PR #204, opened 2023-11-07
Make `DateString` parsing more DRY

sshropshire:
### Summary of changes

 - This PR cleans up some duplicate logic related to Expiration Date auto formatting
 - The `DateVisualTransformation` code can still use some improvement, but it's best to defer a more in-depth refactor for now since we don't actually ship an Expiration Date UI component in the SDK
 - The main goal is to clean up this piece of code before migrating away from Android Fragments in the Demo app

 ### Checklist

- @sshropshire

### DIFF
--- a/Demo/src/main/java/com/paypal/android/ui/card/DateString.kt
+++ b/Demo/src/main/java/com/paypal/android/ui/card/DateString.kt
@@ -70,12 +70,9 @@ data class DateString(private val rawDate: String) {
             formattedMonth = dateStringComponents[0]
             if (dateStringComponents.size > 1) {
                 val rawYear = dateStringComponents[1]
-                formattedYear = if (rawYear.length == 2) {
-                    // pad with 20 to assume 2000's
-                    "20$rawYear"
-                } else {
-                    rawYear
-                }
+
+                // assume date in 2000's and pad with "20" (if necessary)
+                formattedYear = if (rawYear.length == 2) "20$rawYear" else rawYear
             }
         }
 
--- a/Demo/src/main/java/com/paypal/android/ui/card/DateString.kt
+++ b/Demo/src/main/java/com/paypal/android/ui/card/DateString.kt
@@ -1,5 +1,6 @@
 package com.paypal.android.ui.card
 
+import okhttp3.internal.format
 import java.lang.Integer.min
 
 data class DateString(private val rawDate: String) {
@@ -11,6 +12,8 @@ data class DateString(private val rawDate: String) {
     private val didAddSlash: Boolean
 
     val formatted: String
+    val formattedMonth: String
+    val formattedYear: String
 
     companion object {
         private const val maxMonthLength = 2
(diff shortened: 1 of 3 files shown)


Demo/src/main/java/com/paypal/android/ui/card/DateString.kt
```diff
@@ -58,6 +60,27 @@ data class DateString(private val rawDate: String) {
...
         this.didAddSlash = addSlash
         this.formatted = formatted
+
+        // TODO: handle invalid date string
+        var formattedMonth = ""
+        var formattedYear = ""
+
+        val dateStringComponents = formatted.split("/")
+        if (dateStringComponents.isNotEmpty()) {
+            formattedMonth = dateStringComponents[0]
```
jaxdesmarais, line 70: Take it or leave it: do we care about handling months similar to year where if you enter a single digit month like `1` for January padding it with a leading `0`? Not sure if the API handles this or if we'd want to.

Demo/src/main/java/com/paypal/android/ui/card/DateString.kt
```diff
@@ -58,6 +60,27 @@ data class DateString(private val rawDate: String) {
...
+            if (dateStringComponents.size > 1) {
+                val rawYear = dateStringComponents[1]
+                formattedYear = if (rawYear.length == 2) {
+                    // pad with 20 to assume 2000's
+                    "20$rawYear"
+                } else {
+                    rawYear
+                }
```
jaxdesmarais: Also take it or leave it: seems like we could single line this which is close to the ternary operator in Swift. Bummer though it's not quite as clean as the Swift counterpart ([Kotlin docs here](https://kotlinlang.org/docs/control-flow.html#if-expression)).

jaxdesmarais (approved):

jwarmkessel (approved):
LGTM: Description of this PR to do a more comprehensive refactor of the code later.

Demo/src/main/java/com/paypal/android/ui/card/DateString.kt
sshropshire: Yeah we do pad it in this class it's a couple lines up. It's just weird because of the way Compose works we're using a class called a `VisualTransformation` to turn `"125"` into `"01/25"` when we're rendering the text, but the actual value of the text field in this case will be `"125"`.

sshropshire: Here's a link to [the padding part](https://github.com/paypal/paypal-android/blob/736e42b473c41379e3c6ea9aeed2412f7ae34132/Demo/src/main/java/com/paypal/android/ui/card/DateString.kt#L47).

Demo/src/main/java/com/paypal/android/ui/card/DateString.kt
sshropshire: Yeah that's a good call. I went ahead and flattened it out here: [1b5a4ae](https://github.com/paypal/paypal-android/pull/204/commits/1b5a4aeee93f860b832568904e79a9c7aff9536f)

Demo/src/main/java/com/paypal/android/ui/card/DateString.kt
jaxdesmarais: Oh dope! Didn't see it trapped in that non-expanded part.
####
Exactly as written, repeat the lines from the start of the listing through the line containing "component in the SDK", both included.

SOLUTION:
PR #204, opened 2023-11-07
Make `DateString` parsing more DRY

sshropshire:
### Summary of changes

 - This PR cleans up some duplicate logic related to Expiration Date auto formatting
 - The `DateVisualTransformation` code can still use some improvement, but it's best to defer a more in-depth refactor for now since we don't actually ship an Expiration Date UI component in the SDK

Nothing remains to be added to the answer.